**EXERCISE GOAL**
Across the whole listing, copy out every line that includes the string "they".

**MATERIAL FOR THIS EXERCISE**
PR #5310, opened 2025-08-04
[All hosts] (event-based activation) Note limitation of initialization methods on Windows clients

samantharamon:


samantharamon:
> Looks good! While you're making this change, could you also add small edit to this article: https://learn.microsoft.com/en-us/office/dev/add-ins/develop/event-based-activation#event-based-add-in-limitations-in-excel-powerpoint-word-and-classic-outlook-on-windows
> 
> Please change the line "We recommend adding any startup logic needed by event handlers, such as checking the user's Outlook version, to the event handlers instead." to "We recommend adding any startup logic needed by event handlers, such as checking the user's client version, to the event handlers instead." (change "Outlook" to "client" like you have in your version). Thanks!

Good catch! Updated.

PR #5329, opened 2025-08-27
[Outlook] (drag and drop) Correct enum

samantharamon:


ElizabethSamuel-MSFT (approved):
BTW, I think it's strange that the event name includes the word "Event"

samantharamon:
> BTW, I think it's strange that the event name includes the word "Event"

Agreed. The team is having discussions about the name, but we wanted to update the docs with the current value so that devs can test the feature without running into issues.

* * *

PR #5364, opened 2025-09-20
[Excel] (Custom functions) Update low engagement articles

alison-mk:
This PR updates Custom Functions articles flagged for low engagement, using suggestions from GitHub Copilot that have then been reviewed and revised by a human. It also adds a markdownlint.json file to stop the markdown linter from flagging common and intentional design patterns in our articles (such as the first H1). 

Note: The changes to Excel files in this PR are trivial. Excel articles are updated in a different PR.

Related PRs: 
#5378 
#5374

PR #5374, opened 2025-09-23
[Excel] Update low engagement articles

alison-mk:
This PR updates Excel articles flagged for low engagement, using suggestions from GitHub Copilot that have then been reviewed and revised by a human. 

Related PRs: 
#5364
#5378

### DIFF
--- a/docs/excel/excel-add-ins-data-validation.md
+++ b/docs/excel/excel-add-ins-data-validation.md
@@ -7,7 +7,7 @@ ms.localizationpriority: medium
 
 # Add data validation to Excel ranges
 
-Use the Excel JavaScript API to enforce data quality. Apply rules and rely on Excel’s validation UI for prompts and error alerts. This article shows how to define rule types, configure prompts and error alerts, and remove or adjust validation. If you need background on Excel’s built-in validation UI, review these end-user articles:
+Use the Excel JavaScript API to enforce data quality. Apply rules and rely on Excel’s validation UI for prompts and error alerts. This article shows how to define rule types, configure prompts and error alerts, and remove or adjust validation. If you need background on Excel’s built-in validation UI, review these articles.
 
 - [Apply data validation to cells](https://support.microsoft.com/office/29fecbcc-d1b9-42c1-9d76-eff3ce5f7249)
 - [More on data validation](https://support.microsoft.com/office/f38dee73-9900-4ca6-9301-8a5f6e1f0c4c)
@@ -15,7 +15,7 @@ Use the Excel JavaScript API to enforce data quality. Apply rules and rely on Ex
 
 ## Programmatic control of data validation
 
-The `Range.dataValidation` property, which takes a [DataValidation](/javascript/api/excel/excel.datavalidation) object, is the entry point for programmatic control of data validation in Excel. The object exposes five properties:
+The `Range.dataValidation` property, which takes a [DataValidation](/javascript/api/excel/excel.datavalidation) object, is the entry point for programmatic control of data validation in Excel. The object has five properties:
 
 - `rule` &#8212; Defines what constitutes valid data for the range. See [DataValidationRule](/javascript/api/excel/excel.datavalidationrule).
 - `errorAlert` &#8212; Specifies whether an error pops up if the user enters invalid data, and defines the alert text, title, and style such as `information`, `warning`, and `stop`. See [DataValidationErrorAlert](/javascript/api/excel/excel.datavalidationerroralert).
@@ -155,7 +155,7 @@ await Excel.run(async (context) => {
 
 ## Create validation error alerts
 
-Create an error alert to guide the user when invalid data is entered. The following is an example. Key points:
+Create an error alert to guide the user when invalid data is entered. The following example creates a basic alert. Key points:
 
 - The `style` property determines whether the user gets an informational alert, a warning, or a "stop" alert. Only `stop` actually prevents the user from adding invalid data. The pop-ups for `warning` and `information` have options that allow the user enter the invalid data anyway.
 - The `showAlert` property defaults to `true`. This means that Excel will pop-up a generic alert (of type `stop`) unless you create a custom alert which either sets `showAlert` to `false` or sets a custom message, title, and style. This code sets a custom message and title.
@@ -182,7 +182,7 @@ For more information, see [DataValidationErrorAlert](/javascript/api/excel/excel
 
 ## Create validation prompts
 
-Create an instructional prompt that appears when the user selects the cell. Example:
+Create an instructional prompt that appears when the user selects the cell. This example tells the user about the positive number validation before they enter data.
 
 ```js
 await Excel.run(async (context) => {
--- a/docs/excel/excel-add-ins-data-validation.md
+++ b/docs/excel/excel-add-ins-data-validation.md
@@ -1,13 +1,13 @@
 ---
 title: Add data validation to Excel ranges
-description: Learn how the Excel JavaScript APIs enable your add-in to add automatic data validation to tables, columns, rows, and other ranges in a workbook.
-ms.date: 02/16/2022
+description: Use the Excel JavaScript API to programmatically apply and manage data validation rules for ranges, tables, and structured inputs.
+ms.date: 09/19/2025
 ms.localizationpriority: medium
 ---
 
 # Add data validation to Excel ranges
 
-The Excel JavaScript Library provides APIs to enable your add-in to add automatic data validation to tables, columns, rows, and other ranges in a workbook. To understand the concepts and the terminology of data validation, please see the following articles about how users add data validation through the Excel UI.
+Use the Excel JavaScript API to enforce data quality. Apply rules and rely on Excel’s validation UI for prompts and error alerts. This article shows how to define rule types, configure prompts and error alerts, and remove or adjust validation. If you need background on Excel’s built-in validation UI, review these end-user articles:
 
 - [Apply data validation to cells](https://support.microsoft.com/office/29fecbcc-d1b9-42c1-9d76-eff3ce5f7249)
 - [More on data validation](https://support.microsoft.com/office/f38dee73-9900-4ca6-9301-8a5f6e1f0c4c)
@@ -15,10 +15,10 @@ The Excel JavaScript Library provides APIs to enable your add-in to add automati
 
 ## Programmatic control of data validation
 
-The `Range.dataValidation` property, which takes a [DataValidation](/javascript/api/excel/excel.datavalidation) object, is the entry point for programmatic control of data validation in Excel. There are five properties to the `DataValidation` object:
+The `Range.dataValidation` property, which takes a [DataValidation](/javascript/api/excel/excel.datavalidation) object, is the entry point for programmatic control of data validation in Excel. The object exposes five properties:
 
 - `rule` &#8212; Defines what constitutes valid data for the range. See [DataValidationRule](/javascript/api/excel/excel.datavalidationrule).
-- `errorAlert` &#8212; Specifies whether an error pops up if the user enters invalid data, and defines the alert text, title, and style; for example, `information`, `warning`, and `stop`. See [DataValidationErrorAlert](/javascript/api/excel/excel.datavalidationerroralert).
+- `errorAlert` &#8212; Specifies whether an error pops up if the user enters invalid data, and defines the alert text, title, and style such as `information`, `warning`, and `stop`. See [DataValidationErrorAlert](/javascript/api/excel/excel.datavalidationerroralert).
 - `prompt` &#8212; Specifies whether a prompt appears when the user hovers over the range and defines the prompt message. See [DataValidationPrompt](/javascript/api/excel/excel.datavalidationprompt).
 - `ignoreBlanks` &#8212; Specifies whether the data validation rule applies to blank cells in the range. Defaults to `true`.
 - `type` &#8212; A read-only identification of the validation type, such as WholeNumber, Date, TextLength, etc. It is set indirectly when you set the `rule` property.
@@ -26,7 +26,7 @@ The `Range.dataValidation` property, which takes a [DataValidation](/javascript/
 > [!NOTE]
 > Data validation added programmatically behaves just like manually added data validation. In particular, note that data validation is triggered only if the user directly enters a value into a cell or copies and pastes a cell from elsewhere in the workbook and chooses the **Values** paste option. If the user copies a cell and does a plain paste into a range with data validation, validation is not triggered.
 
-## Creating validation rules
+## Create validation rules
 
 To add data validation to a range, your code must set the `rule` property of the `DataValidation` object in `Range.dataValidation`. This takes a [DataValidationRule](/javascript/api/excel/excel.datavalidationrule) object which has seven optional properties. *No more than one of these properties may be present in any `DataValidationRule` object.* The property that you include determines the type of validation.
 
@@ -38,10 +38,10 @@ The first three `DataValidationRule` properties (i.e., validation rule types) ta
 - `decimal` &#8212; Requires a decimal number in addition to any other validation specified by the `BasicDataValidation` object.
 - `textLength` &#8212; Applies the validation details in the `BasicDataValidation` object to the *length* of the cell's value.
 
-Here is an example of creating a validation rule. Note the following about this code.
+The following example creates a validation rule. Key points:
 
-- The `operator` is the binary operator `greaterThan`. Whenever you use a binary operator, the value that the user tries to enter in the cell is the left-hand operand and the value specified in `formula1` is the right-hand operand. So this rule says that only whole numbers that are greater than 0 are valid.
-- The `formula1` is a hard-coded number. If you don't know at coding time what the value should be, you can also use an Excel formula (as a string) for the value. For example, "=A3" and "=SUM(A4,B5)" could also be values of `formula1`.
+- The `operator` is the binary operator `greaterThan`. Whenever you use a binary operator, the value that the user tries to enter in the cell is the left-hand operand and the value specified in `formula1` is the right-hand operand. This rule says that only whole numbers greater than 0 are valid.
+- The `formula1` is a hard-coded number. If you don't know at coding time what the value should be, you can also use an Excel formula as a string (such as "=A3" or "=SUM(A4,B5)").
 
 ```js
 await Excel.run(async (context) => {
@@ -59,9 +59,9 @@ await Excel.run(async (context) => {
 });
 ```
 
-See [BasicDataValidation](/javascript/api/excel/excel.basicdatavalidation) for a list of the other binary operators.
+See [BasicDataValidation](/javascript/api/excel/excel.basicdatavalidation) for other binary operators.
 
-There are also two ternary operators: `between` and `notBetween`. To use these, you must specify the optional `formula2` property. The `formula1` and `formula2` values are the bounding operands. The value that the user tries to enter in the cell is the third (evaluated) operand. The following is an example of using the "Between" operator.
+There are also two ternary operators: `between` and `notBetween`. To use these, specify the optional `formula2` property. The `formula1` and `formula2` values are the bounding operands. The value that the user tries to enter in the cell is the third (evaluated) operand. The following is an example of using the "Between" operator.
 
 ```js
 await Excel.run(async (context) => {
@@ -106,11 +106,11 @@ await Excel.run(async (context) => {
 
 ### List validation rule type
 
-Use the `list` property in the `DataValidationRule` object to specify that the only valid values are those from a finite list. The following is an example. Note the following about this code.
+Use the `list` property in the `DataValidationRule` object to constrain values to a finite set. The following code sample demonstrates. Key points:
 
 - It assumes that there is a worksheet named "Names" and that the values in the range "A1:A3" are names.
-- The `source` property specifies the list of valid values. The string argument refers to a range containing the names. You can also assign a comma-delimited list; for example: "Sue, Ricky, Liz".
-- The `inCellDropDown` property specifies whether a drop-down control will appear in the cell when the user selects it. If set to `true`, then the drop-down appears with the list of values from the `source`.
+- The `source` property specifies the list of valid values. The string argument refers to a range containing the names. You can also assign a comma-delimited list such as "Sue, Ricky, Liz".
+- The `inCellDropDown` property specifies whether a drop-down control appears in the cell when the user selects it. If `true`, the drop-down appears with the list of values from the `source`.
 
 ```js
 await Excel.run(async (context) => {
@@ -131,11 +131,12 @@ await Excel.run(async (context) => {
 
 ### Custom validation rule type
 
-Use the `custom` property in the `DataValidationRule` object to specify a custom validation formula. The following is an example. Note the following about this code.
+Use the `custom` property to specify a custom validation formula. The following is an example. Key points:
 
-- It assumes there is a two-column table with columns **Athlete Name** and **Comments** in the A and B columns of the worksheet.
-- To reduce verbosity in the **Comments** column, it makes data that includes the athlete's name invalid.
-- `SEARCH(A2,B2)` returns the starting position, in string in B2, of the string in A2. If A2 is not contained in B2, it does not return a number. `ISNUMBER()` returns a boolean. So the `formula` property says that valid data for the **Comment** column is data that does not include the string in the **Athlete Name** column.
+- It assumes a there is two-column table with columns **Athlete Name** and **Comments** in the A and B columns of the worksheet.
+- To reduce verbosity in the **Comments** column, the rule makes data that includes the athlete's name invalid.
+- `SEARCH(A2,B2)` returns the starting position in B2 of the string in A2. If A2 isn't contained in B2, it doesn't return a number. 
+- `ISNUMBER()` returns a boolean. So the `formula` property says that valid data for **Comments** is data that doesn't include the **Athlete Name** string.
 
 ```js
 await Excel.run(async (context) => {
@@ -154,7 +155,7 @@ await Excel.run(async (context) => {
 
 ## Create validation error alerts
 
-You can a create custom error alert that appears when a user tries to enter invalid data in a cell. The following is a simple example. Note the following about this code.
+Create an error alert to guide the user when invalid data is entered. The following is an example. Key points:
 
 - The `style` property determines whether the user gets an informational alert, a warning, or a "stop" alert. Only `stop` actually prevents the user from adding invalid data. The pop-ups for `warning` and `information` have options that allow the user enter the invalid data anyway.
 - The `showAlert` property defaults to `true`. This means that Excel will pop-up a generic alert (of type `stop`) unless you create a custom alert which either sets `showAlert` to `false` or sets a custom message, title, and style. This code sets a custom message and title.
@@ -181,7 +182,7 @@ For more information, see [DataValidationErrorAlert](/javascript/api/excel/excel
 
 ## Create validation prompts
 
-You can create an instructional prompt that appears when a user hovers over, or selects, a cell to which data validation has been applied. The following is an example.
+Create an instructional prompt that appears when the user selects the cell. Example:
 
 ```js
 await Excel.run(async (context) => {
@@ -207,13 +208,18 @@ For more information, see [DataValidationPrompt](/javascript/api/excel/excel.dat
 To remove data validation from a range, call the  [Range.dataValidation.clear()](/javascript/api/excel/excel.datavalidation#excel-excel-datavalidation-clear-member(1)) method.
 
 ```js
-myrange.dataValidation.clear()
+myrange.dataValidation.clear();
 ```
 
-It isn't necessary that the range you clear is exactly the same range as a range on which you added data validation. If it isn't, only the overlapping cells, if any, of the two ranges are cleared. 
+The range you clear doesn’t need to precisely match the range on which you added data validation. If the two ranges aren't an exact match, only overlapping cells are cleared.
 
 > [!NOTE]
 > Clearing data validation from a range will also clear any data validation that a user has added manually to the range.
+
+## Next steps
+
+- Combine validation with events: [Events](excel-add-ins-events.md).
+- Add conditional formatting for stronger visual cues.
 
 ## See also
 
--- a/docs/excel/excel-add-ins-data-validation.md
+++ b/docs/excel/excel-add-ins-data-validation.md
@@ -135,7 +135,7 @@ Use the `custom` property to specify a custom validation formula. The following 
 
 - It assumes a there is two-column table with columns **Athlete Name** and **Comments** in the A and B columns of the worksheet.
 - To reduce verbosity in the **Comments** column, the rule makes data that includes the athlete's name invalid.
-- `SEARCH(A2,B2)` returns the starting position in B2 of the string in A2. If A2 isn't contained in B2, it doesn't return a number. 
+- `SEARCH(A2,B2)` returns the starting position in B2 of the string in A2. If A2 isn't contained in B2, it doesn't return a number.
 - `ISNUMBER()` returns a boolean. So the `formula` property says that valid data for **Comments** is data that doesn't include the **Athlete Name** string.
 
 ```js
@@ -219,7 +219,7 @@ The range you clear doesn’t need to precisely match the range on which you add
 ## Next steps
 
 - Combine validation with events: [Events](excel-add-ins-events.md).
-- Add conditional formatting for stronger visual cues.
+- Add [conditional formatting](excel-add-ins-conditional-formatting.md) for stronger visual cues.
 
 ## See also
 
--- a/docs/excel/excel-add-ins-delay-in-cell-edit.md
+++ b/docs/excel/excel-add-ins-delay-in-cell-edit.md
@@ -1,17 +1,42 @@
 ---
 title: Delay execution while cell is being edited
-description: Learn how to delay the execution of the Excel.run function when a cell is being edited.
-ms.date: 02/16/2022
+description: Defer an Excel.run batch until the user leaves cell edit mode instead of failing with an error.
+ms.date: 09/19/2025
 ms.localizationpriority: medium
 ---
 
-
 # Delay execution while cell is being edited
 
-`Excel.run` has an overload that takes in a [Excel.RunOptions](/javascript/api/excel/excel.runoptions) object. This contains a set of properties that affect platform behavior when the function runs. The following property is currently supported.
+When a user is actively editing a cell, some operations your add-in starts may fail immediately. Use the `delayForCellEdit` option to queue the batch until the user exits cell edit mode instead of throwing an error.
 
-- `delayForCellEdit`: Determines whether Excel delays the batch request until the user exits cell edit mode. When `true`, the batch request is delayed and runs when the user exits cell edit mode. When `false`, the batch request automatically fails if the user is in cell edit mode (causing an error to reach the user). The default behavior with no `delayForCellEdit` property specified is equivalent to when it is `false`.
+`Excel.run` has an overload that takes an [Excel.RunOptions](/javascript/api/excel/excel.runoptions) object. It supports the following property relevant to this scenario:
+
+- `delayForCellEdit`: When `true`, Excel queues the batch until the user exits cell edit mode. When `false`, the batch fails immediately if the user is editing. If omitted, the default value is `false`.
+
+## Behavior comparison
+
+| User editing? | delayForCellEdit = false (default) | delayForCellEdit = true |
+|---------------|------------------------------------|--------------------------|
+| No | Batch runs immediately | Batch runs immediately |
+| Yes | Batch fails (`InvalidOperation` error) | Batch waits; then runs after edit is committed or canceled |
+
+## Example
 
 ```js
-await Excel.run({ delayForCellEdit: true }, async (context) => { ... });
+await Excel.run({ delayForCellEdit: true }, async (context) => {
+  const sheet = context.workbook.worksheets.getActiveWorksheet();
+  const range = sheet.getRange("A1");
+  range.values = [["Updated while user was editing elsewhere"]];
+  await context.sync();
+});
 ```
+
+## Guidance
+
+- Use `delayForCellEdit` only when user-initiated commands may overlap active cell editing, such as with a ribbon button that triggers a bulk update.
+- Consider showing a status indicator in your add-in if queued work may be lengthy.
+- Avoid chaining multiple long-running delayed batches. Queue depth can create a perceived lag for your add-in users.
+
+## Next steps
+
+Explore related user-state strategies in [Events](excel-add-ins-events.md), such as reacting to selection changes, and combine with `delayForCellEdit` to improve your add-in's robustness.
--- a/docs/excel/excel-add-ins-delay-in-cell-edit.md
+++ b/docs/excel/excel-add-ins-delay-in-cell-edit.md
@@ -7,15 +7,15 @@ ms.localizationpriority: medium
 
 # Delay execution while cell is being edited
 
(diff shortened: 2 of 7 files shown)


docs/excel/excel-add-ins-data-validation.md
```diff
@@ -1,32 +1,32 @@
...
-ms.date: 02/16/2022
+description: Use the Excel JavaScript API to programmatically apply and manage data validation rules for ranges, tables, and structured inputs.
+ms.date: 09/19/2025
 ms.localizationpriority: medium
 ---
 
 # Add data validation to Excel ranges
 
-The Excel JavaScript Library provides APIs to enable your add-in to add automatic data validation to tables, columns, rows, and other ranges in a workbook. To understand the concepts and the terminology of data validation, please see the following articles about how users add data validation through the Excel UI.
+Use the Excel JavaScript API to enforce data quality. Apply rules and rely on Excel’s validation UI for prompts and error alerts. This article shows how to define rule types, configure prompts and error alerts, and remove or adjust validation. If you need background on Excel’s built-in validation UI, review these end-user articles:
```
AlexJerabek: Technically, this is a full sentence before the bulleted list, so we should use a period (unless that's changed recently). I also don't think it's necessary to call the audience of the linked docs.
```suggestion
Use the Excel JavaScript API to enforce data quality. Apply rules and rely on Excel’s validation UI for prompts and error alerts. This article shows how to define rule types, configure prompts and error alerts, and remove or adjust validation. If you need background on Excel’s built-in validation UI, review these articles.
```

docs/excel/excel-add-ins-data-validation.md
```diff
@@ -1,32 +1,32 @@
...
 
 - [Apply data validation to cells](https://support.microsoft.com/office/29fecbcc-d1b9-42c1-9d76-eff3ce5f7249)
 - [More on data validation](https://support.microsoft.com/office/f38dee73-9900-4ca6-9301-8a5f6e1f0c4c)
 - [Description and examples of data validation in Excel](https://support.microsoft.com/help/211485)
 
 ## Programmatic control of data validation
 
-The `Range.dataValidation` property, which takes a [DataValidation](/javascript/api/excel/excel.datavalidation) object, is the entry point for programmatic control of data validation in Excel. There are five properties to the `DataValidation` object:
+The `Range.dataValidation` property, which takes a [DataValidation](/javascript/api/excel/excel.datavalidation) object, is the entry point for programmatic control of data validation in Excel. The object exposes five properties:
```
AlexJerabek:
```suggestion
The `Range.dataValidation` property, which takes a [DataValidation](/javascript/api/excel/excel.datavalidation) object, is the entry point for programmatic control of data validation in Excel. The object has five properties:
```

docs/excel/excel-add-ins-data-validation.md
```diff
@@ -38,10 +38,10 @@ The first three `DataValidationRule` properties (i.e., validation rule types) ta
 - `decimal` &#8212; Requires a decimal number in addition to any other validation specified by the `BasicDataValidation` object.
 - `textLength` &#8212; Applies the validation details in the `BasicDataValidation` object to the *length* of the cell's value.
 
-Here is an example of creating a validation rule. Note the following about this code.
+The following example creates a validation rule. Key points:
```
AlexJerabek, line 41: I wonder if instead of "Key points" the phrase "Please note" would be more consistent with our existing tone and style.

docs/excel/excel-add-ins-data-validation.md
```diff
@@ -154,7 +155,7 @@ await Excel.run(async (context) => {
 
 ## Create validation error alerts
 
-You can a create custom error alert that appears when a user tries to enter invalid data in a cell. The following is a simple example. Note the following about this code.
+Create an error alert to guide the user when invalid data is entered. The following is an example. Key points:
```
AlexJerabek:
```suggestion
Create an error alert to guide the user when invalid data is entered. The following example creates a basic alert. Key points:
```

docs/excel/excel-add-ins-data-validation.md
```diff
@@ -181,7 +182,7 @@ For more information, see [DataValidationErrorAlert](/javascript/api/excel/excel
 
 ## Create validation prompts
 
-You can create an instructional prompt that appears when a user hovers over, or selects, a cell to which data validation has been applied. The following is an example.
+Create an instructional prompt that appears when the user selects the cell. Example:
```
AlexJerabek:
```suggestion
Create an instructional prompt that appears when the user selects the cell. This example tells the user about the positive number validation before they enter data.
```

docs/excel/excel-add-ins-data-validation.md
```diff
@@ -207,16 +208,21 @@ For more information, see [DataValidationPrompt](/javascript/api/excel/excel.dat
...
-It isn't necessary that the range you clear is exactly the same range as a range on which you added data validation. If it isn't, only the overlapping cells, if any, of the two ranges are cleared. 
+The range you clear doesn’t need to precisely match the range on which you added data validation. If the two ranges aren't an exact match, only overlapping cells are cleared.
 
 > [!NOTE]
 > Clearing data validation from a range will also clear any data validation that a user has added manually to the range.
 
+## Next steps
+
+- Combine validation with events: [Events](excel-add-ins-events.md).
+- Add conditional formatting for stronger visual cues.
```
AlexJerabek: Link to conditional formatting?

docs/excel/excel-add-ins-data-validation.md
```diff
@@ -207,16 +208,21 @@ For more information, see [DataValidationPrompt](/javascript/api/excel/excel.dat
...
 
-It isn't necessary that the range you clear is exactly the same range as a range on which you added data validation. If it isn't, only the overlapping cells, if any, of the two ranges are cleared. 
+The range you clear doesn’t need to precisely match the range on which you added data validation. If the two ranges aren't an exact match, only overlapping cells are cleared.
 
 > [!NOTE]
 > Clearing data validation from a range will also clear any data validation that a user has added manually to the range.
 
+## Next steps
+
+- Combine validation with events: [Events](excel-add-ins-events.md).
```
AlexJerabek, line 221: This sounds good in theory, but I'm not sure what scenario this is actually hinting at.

**RESULT OF THIS EXERCISE**
+Create an instructional prompt that appears when the user selects the cell. This example tells the user about the positive number validation before they enter data.
Create an instructional prompt that appears when the user selects the cell. This example tells the user about the positive number validation before they enter data.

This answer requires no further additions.